試合での選手の走行距離・スプリント回数の増加

サッカー 広いフィールド

現代サッカーでは、試合中の走行距離が注目を集めています。試合への貢献を表す数値として、走行距離を耳にすることが増えているのではないでしょうか。ロシアワールドカップでの総走行距離を記録したのはペリシッチで、モドリッチとともにクロアチアの準優勝に貢献しています。近年、試合における選手の走行距離は増加しており、中でも突発的なダッシュ・スプリント回数に至ってはかなり増加しているようです。選手が継続的に走って走行距離を伸ばすというよりは、ダッシュやスプリントを繰り出し、緩急ある走りにトレンドがシフトしていっています。

試合での走行距離は、複数のカメラでの撮影映像を分析ソフトで解析する方法で算出されています。また、シューズ内に専用のチップを埋め込み、プレーすることで走行距離や最高速度、速度ゾーン、運動時間やスプリント回数などを算出できる技術もあります。そのように算出したプロサッカー選手の1試合あたりの平均走行距離は11キロ前後になるようです。

古ぼけたサッカーボール

データを基に語られる試合での走行距離ですが、サッカーの試合において個人、あるいはチーム全体の走行距離がそのままチームの成績に関わってくるわけではありません。走行距離そのものよりも、得点のチャンスに絡むにはむしろここぞというときのスプリント(Jリーグの定義によれば時速24km以上を1秒以上継続した場合にカウント)が重要となる場合も多いです。例外的に、メッシのように平均よりも走らず得点を生み出す選手もいますが、近年の走行距離やスプリント回数の増加を見るとトレンドの流れるようなカウンターや裏への走り込み、守備での早いプレスなどこれらの実現には走ることに力点が置かれているということでしょう。また、リーグ同士で比較した場合、ブンデスリーガでの平均走行距離はJリーグより上回っているというデータがあります。また、両者を比べてみるとブンデスリーガではスプリント回数も遥かに多く、倍近い回数行われているようです。
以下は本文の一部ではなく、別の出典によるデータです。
PR #814, opened 2024-04-20
FailsAt annotation 

### LINKED ISSUE #549: Provide a @FailAt annotation
Inspired by https://twitter.com/mikeveerman/status/1464162014444638258

It would be nice to provide an annotation that fails at a specified date, with on optional reason. Something like this:

```java
@FailAt(date = "2022-01-01", reason = "An optional reason")
@Test
void should_fail_at_the_provided_date() {
    // ...
}
```

This could be a great way to remind oneself of unpaid technical debt but could probably also be used in other contexts.

Bukama:
Proposed commit message:

```
FailAt Extension (#549 / #814) 

The FailAt Extension provides to fail annotated test methods or
classes when a given date is reached.

closes #549
PR: #814
```

### DIFF
--- a/docs/fail-at.adoc
+++ b/docs/fail-at.adoc
@@ -6,20 +6,21 @@
 It's sometimes useful to fail a test after a certain date.
 One can imagine many reasons for doing so, maybe a remote dependency of the test is not licenced anymore.
 
-The `@FailAt` annotation is perfectly adequate to use in such cases.
+The `@FailAt` annotation is perfectly suited for such cases.
 The test will fail when the given date is reached.
 
 [WARNING]
 ====
 This annotation allows the user to move an https://junit.org/junit5/docs/current/user-guide/#writing-tests-assumptions[assumption] out of one or multiple test method's code into the annotation.
-But this comes at a cost - applying `@FailAt` can make the test suite non-reproducible.
-If a passing test is run again after the "failAt" date that build would fail.
+But this comes at a cost:
+Applying `@FailAt` can make the test suite non-reproducible.
+If a passing test is run again after the specified date, that build would fail.
 A report entry is issued for every test that does not fail until a certain date.
 ====
 
 == Usage
 
-To mark a test to fail at a given date add the `@FailAt` annotation like so:
+To mark a test to fail at a given date, add the `@FailAt` annotation like so:
 
 [source,java,indent=0]
 ----
@@ -29,14 +30,14 @@ include::{demo}[tag=fail_at_simple]
 The `date` parameter must be a string in the date format specified by https://en.m.wikipedia.org/wiki/ISO_8601[ISO 8601], e.g. "1985-10-26".
 Invalid or unparsable date strings lead to an `ExtensionConfigurationException`.
 
-The `@FailAt annotation may optionally be declared with a reason to document why the annotated test class or test method fails as soon as the date is reached:
+The `@FailAt` annotation may optionally be declared with a reason to document why the annotated test class or test method fails as soon as the date is reached:
 
 [source,java,indent=0]
 ----
 include::{demo}[tag=fail_at_with_reason]
 ----
 
-The `@FailAt` annotation can be used on the class and method level, it will be inherited from higher level containers:
+The `@FailAt` annotation can be used on the class and method level, it will be inherited from higher-level containers:
 
 [source,java,indent=0]
 ----
@@ -47,7 +48,7 @@ The `@FailAt` annotation can only be used once per class or method.
 
 == Before and After
 
-The test will be executed normally if the date specified by `date` is the future but a warning entry will be published to the https://junit-pioneer.org/docs/report-entries[test report] to indicate that there might be a problem in the future.
+The test will be executed normally if the date specified by `date` is in the future, but a warning entry will be published to the https://junit-pioneer.org/docs/report-entries[test report] to indicate that there might be a problem in the future.
 
 If `date` is today or in the past, the test will fail as the execution condition is not fulfilled anymore.
 
--- a/docs/fail-at.adoc
+++ b/docs/fail-at.adoc
@@ -1,0 +1,56 @@
+:page-title: Fail test after certain date
+:page-description: The JUnit 5 (Jupiter) extension `@FailAt` fails a test after a certain date
+:xp-demo-dir: ../src/demo/java
+:demo: {xp-demo-dir}/org/junitpioneer/jupiter/FailAtExtensionDemo.java
+
+It's sometimes useful to fail a test after a certain date.
+One can imagine many reasons for doing so, maybe a remote dependency of the test is not licenced anymore.
+
+The `@FailAt` annotation is perfectly adequate to use in such cases.
+The test will fail when the given date is reached.
+
+[WARNING]
+====
+This annotation allows the user to move an https://junit.org/junit5/docs/current/user-guide/#writing-tests-assumptions[assumption] out of one or multiple test method's code into the annotation.
+But this comes at a cost - applying `@FailAt` can make the test suite non-reproducible.
+If a passing test is run again after the "failAt" date that build would fail.
+A report entry is issued for every test that does not fail until a certain date.
+====
+
+== Usage
+
+To mark a test to fail at a given date add the `@FailAt` annotation like so:
+
+[source,java,indent=0]
+----
+include::{demo}[tag=fail_at_simple]
+----
+
+The `date` parameter must be a string in the date format specified by https://en.m.wikipedia.org/wiki/ISO_8601[ISO 8601], e.g. "1985-10-26".
+Invalid or unparsable date strings lead to an `ExtensionConfigurationException`.
+
+The `@FailAt annotation may optionally be declared with a reason to document why the annotated test class or test method fails as soon as the date is reached:
+
+[source,java,indent=0]
+----
+include::{demo}[tag=fail_at_with_reason]
+----
+
+The `@FailAt` annotation can be used on the class and method level, it will be inherited from higher level containers:
+
+[source,java,indent=0]
+----
+include::{demo}[tag=fail_at_at_class_level]
+----
+
+The `@FailAt` annotation can only be used once per class or method.
+
+== Before and After
+
+The test will be executed normally if the date specified by `date` is the future but a warning entry will be published to the https://junit-pioneer.org/docs/report-entries[test report] to indicate that there might be a problem in the future.
+
+If `date` is today or in the past, the test will fail as the execution condition is not fulfilled anymore.
+
+== Thread-Safety
+
+This extension is safe to use during https://junit.org/junit5/docs/current/user-guide/#writing-tests-parallel-execution[parallel test execution].
--- a/src/demo/java/org/junitpioneer/jupiter/FailAtExtensionDemo.java
+++ b/src/demo/java/org/junitpioneer/jupiter/FailAtExtensionDemo.java
@@ -25,9 +25,9 @@ public class FailAtExtensionDemo {
 
 	// tag::fail_at_with_reason[]
 	@Test
-	@DisabledUntil(reason = "We are not allowed to call that method anymore", date = "2025-01-01")
+	@FailAt(reason = "We are not allowed anymore", date = "2025-01-01")
 	void testWithReason() {
-		// Test will fail as soon as 1st of January 2025 is reached.
+		// Test will fail with the given reason as soon as 1st of January 2025 is reached.
 	}
 	// end::fail_at_with_reason[]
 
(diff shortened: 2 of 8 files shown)


src/test/java/org/junitpioneer/jupiter/FailAtExtensionTests.java
```diff
@@ -0,0 +1,122 @@
...
+
+		}
+
+		@Test
+		@FailAt(reason = "Everything was better in the past!", date = "1993-01-01")
+		void testIsAnnotatedWithDateInThePast() {
+
+		}
+
+		// How can we test today? This way gives "attribute must be constant compile error"
```
Bukama, line 93: @Michael1993  Do you have an idea? We don't test today in the `@DisabledUntil` extension either so we miss this test edge case there too.

Bukama:
Aside from my question about how to test "today" the PR would be no draft. So feel free to review the other changes too.

src/test/java/org/junitpioneer/jupiter/FailAtExtensionTests.java
Michael1993: We can create a mock `ExecutionContext` and call the extension directly. Not sure if all the orchestration is worth it, but that is one way to do it...

Bukama: > We can create a mock `ExecutionContext` and call the extension directly. Not sure if all the orchestration is worth it, but that is one way to do it...

Decided to trust the JDK guys that they know how to implement `before` and that you will see if my if condition is correct by looking at it during PR review.

src/demo/java/org/junitpioneer/jupiter/FailAtExtensionDemo.java
```diff
@@ -0,0 +1,47 @@
...
+	void test() {
+		// Test will fail as soon as 1st of January 2025 is reached.
+	}
+	// end::fail_at_simple[]
+
+	// tag::fail_at_with_reason[]
+	@Test
+	@DisabledUntil(reason = "We are not allowed to call that method anymore", date = "2025-01-01")
+	void testWithReason() {
+		// Test will fail as soon as 1st of January 2025 is reached.
```
beatngu13, line 30:
```suggestion
		// Test will fail with the given reason as soon as 1st of January 2025 is reached.
```

docs/fail-at.adoc
```diff
@@ -0,0 +1,56 @@
...
+Invalid or unparsable date strings lead to an `ExtensionConfigurationException`.
+
+The `@FailAt annotation may optionally be declared with a reason to document why the annotated test class or test method fails as soon as the date is reached:
+
+[source,java,indent=0]
+----
+include::{demo}[tag=fail_at_with_reason]
+----
+
+The `@FailAt` annotation can be used on the class and method level, it will be inherited from higher level containers:
```
beatngu13, line 39:
```suggestion
The `@FailAt` annotation can be used on the class and method level, it will be inherited from higher-level containers:
```

src/main/java/org/junitpioneer/jupiter/FailAt.java
```diff
@@ -0,0 +1,56 @@
...
+ * <p>It may optionally be declared with a reason to document why the annotated test class or test
+ * method should fail at the given date.</p>
+ *
+ * <p>{@code @FailAt} can be used on the method and class level. It can only be used once per method or class,
+ * but is inherited from higher-level containers.</p>
+ *
+ * <p><strong>WARNING:</strong> This annotation allows the user to move an assumption out of one or multiple test
+ * method's code into an annotation. But this comes at a cost - applying {@code @FailAt} can make the test suite
+ * non-reproducible. If a passing test is run again after the "failAt" date that build would fail. A report entry is
+ * issued for every test that does not fail until a certain date.</p>
```
beatngu13, line 34:
```suggestion
 * method's code into an annotation. But this comes at a cost: applying {@code @FailAt} can make the test suite
 * non-reproducible. If a passing test is run again after the specified date, that build would fail. A report entry is
 * issued for every test that does not fail until a certain date.</p>
```

src/main/java/org/junitpioneer/jupiter/FailAtExtension.java
```diff
@@ -0,0 +1,80 @@
...
+		return findClosestEnclosingAnnotation(context, FailAt.class).map(FailAt::date).map(this::parseDate);
+	}
+
+	private LocalDate parseDate(String dateString) {
+		try {
+			return LocalDate.parse(dateString, ISO_8601);
+		}
+		catch (DateTimeParseException ex) {
+			throw new ExtensionConfigurationException(
+				"The `failAtDate` string '" + dateString + "' is no valid ISO-8601 string.", ex);
```
Michael1993, line 53:
```suggestion
				"The `failAtDate` string '" + dateString + "' is not a valid ISO-8601 string.", ex);
```

src/main/java/org/junitpioneer/jupiter/FailAt.java
```diff
@@ -0,0 +1,56 @@
...
+
+	/**
+	 * The reason this annotated test class or test method should fail as soon as the given date is reached.
+	 */
+	String reason() default "";
+
+	/**
+	 * The date from which this annotated test class or test method should fail as an ISO 8601 string in the
+	 * format yyyy-MM-dd, e.g. 2023-05-28.
+	 * The test will be executed regularly if that date is not yet reached.
```
beatngu13, line 52:
```suggestion
	 * format yyyy-MM-dd, e.g. 2023-05-28. The test will be executed regularly if that date is not yet reached.
```

src/main/java/org/junitpioneer/jupiter/FailAtExtension.java
```diff
@@ -0,0 +1,80 @@
...
+ */
+class FailAtExtension implements ExecutionCondition {
+
+	private static final DateTimeFormatter ISO_8601 = DateTimeFormatter.ISO_DATE;
+
+	@Override
+	public ConditionEvaluationResult evaluateExecutionCondition(ExtensionContext context) {
+		return getFailAtDateFromAnnotation(context)
+				.map(failAtDate -> evaluateFailAtDate(context, failAtDate))
+				.orElse(enabled("No @FailAt annotation found on element"));
```
beatngu13, line 40:
```suggestion
				.orElse(enabled("No @FailAt annotation found on element."));
```

src/main/java/org/junitpioneer/jupiter/FailAtExtension.java
beatngu13, line 53:
```suggestion
				"The `failAtDate` string '" + dateString + "' is no valid ISO 8601 string.", ex);
```

src/main/java/org/junitpioneer/jupiter/FailAtExtension.java
```diff
@@ -0,0 +1,80 @@
...
+		} else {
+			String reportEntry = format(
+				"The current date %s is after or on the `date` %s, so `@FailAt` fails the test \"%s\". Please remove the annotation.",
+				failAtDate.format(ISO_8601), today.format(ISO_8601), context.getUniqueId());
+			context.publishReportEntry(FailAtExtension.class.getSimpleName(), reportEntry);
+
+			String message = format("The current date %s is after or on the `date` %s", today.format(ISO_8601),
+				failAtDate.format(ISO_8601));
+
+			throw new ExtensionConfigurationException(message);
```
Michael1993, line 76:
```suggestion
			throw new AssertionFailedError(message, failAtDate, today);
```

Or just the message - up to you.

I don't think ExtensionConfigurationException is the right exception to throw here.

Michael1993 (changes requested):

src/main/java/org/junitpioneer/jupiter/FailAtExtension.java
```diff
@@ -0,0 +1,80 @@
...
+		}
+	}
+
+	private ConditionEvaluationResult evaluateFailAtDate(ExtensionContext context, LocalDate failAtDate) {
+		LocalDate today = LocalDate.now();
+		boolean isBefore = today.isBefore(failAtDate);
+
+		if (isBefore) {
+			String reportEntry = format(
+				"The `date` %s is after the current date %s, so `@FailAt` did not fails the test \"%s\". It will do so when the date is reached.",
```
beatngu13, line 63:
```suggestion
				"The `date` %s is after the current date %s, so `@FailAt` did not fail the test \"%s\". It will do so when the date is reached.",
```

src/main/java/org/junitpioneer/jupiter/FailAtExtension.java
```diff
@@ -0,0 +1,80 @@
...
+				failAtDate.format(ISO_8601), today.format(ISO_8601), context.getUniqueId());
+			context.publishReportEntry("FailAt", reportEntry);
+			return enabled(reportEntry);
+		} else {
+			String reportEntry = format(
+				"The current date %s is after or on the `date` %s, so `@FailAt` fails the test \"%s\". Please remove the annotation.",
+				failAtDate.format(ISO_8601), today.format(ISO_8601), context.getUniqueId());
```
beatngu13, line 70: You are formatting `failAtDate` and `today` here and below. Actually, you are formatting both variables also in the `isBefore` case. Maybe extract the formatted dates outside the if block?

src/test/java/org/junitpioneer/jupiter/FailAtExtensionTests.java
```diff
@@ -0,0 +1,112 @@
...
+	@DisplayName("Should not fail a test with `date` in the future")
+	void shouldNotFailTestWithFailAtDateInTheFuture() {
+		final ExecutionResults results = PioneerTestKit
+				.executeTestMethod(FailAtTestCases.class, "testIsAnnotatedWithDateInTheFuture");
+		assertThat(results).hasSingleSucceededTest();
+		assertThat(results).hasSingleReportEntry().firstValue().contains("2199-01-01", "did not fails the test");
+	}
+
+	@Test
+	@DisplayName("Should fail nested test with `date` in the past when meta annotated by higher level container")
```
beatngu13, line 65:
```suggestion
	@DisplayName("Should fail nested test with `date` in the past when meta annotated by higher-level container")
```

src/test/java/org/junitpioneer/jupiter/FailAtExtensionTests.java
```diff
@@ -0,0 +1,112 @@
...
+		assertThat(results).hasNoReportEntries();
+	}
+
+	@Test
+	@DisplayName("Should enable test with unparsable `date`` string")
+	void shouldEnableTestWithUnparsableUntilDateString() {
+		final ExecutionResults results = PioneerTestKit
+				.executeTestMethod(FailAtTestCases.class, "testUnparsableUntilDateString");
+		assertThat(results).hasSingleStartedTest();
+		assertThat(results).hasSingleFailedTest();
```
beatngu13, line 40: In case of the failed test (also below), I'd assert the thrown exception and also its message.

beatngu13 (changes requested):

src/main/java/org/junitpioneer/jupiter/FailAtExtension.java
Bukama: I think both are valid, but will change it :)

src/main/java/org/junitpioneer/jupiter/FailAtExtension.java
Bukama: > Or just the message - up to you.
> 
> I don't think ExtensionConfigurationException is the right exception to throw here.

`AssertionFailedError` is an exception for tests by `opentest4j` (see [javadoc](https://ota4j-team.github.io/opentest4j/docs/1.0.0/api/org/opentest4j/AssertionFailedError.html) not for "production" code, so this is not usable here (couldn't be imported anyway as the dependency is has test scope).

I'm open to whatever exception we use, but I think it's some kind of configuration error, when seeing the `failAt` date is reached and therefore the extension / annotation should not be used anymore with the current configuration. I / we also use the `ExtensionConfigurationException` in other situation of this extension and the `DisabledUntil` where the date is not properly set up.

@beatngu13 What do you think?

beatngu13: JUniter Jupiter (API) pulls in OpenTest4J as a [compile dependency](https://mvnrepository.com/artifact/org.junit.jupiter/junit-jupiter-api/5.10.1), so do we? Since we are testing library, that is just fine. We already use several exception types from there:

https://github.com/search?q=repo%3Ajunit-pioneer%2Fjunit-pioneer+opentest4j+language%3AJava+path%3A%2F%5Esrc%5C%2Fmain%5C%2Fjava%5C%2Forg%5C%2Fjunitpioneer%5C%2F%2F&type=code

Bukama: Hm. Okay, will use it.

Bukama:
Updates with your review results. If I have not overseen anything, I think that PR is done and ready to merge.

beatngu13 (approved):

リーグカラーというものもありますが、日本サッカーの向上には参考になるデータかもしれません。


フィジカルが強い選手の起用が増加

サッカー選手

サッカー中継などを見ていると、解説の人が「この選手はフィジカルが強い」と言っているのを聞いたことがあるのではないでしょうか。フィジカルが強いとは、サッカーにおいては体幹がしっかりしている選手といった意味で使用されることが多いです。具体的には、ドリブルで攻め込んでいるときに相手のディフェンダーから詰められても、倒されたり潰されたりすること無くプレーを続けられるという感じです。近年、サッカーの監督はフィジカルが強い選手を起用するケースが増えています。クリスティアーノ・ロナウドなどが代表的ですが、フィジカルが強い選手は決定的なシーンを作り出す力もありますし、そういったシーンを無駄にしない傾向にあるので起用されることが多いのでしょう。

選手の間でも体幹トレーニングなどを重点的に行い、フィジカルを強くしている選手は大勢います。日本代表でも活躍している長友佑都選手などはその代表的な例と言えます。長友は身長は170cm程度とサッカー選手としては小柄な選手ですが、自分より大きな選手にも負けないために体幹トレーニングを重ねており、その体幹トレーニング方法は書籍などでも販売されています。起用する監督側としても、トップレベルの選手の中でさらにフィジカルが強い選手というのは体幹だけでなく心肺機能も高いため、安心してフルで使えるという気持ちがあるのではないでしょうか。技術だけではなく、フィジカルもサッカー選手に求められる資質になっています。